Na aula do prof. de Meis, alguns dos cientistas entrevistados, após começarem a responder “o método…” paravam, refletiam e diziam: “Na verdade, não é nada disso. Temos uma idéia, partimos dela e não paramos até que tenha sido realizada”.

Lembro de ter ficado marcado por essa resposta. Não podia contestar o método, mas não podia negar a importância dessa abordagem. Então hoje, enquanto tentava acompanhar a apresentação, que estava muito confusa apesar de eu já conhecer o tema, o trabalho feito e o apresentador (e até mesmo a apresentação), tentei não me irritar.

O médico dizia: “Fiquei muito feliz ao ver que os grupos se separavam daquela forma”; “Isso nos deu tranquilidade para continuar perseguindo nossa idéia”; “as condições ‘lamentáveis’ de vida…”.

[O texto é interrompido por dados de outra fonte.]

PR #1951, opened 2019-03-09
Make ascii_only a little less wrong

Mogztter:
While working on #1949 I found an issue in the `ascii_only?` implementation.
This implementation is a little less wrong but still failing on:

```rb
"hello".force_encoding("UTF-16LE").ascii_only? # should be false
```

The main issue is that the default encoding in JavaScript is `UTF_16LE` and in Ruby this encoding is considered "non-ASCII-compatible".
Unfortunately Opal can't tell the difference between:

- `"hello".force_encoding("UTF-16LE")`
- `"hello"`

So we cannot return false in the first case and true in the second case... send help!

### DIFF
--- a/opal/corelib/string.rb
+++ b/opal/corelib/string.rb
@@ -691,7 +691,18 @@ class String < `String`
   end
 
   def ascii_only?
-    `self.match(/[ -~\n]*/)[0] === self`
+    # non-ASCII-compatible encoding must return false
+    # NOTE: Encoding::UTF_16LE is also non-ASCII-compatible encoding,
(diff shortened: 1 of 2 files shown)


Mogztter:
Also I don't get why Ruby returns false in the following case:

```rb
"".force_encoding("UTF-16LE").ascii_only? # false
```

It feels wrong no ?
I mean it does not contain any non ASCII (it not not even contain anything).
Even the above is weird:

```rb
"hello".force_encoding("UTF-16LE").ascii_only? # false
```

"hello" is ASCII only, the encoding might not be "non-ASCII-compatible" but that's not really what we asked no ?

Uma vez vi o Fritz Utzeri dizer em uma palestra que o jornalista nunca deve se indignar. Ele tem de dar a notícia. “Quem tem de se indignar é o leitor!” Meu amigo médico é um pesquisador determinado, emocionado e indignado. Isso possivelmente é o que faz dele o médico mais atencioso com os pacientes que conheço. Mas é uma combinação perigosa para um cientista. Como manter a racionalidade se o seu instrumento de pesquisa perturba a sua razão? É muito complicado e ele falhou.

Lutou pelas suas premissas com paixão. Conseguiu seus dados com determinação. Desafiou as conclusões com indiganção. Apresentou seus resultados com amor (também um pouco de ironia e sarcasmo). Mas ele abandonou a razão. E custou caro (em todos os sentidos). Foi vencido por um desenho amostral despreocupado, por objetivos confusos, resultados pouco relevantes e conclusões limitadas.

O que leva uma pessoa a ter tanto trabalho para responder tão pouco? Será que valeu a pena?

A resposta da razão científica e dos critérios das agências de fomento (Capes e CNPq) é óbvia: não!

Mas fico pensando se a resposta pode ser outra. Esse trabalho levou o médico a pessoas e lugares nunca antes visitados por um pesquisador. Ele apresentou a ciência (além da medicina) até pessoas passariam a vida sem saber o que era isso. Ele trouxe pessoas até a ciência e isso determinou o caminho que elas seguem agora.

Será que valeu a pena?

Ainda não consigo responder. Por teimosia, arrogância, porque podia, ou simplesmente, porque deixaram, ele escolheu permanecer a pedra bruta e não quis se lapidar. Mas será que é tão estranho assim alguém querer permanecer em estado bruto? É provável que não, mas é provável que as arestas incomodem mais. Um professor uma vez me disse: “A academia aceita a inovação, mas você tem de ser brilhante!”

Será que valeu a pena?

Tento pensar que sim, mas o desperdício ainda deixa a minha mente embaçada. Talvez seja melhor assim. Um pouco de neblina pra variar. Um poeta de rua uma vez me disse: “concluir é atrofiar”!